▶ [Work to be completed]:
Please copy out the lines in the entries that contain "HotCodeHeap".

(Stored items)
+ + +

PR #1737, opened 2026-05-06
Add support for HotCodeHeap

benty-amzn:
### Description
Adds support for HotCodeHeap by increasing the number of code caches from 3 to 4

### Motivation and context
https://bugs.openjdk.org/browse/JDK-8328186

### How has this been tested?
Profile an application with the hot code heap enabled. Before this change, entries will appear in the profile as
`[unknown_nmethod]` and `[no_Java_frame]`. After this change, they appear correctly. The included unit test recreates this and asserts on the behavior.

---

### DIFF
--- a/test/test/vmstructs/VmstructsTests.java
+++ b/test/test/vmstructs/VmstructsTests.java
@@ -6,6 +6,7 @@
 package test.vmstructs;
 
 import one.profiler.test.Assert;
+import one.profiler.test.Jvm;
 import one.profiler.test.Output;
 import one.profiler.test.Test;
 import one.profiler.test.TestProcess;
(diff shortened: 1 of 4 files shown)


test/test/vmstructs/VmstructsTests.java
```diff
@@ -33,4 +34,20 @@ public void checkJni(TestProcess p) throws Exception {
         p.waitForExit();
         Assert.isEqual(p.exitCode(), 0);
     }
+
+    @Test(
+        mainClass = DoBusyWork.class,
+        agentArgs = "start,event=cpu,collapsed,interval=1ms,file=%f",
+        jvmArgs = "-Xcomp -XX:-TieredCompilation -XX:+UnlockExperimentalVMOptions -XX:+HotCodeHeap -XX:+NMethodRelocation -XX:HotCodeIntervalSeconds=0 -XX:HotCodeSampleSeconds=10 -XX:HotCodeStablePercent=-1 -XX:HotCodeSamplePercent=100 -XX:HotCodeStartupDelaySeconds=0",
```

+ + +

▶ [Answer section]:
Add support for HotCodeHeap
Adds support for HotCodeHeap by increasing the number of code caches from 3 to 4
+        jvmArgs = "-Xcomp -XX:-TieredCompilation -XX:+UnlockExperimentalVMOptions -XX:+HotCodeHeap -XX:+NMethodRelocation -XX:HotCodeIntervalSeconds=0 -XX:HotCodeSampleSeconds=10 -XX:HotCodeStablePercent=-1 -XX:HotCodeSamplePercent=100 -XX:HotCodeStartupDelaySeconds=0",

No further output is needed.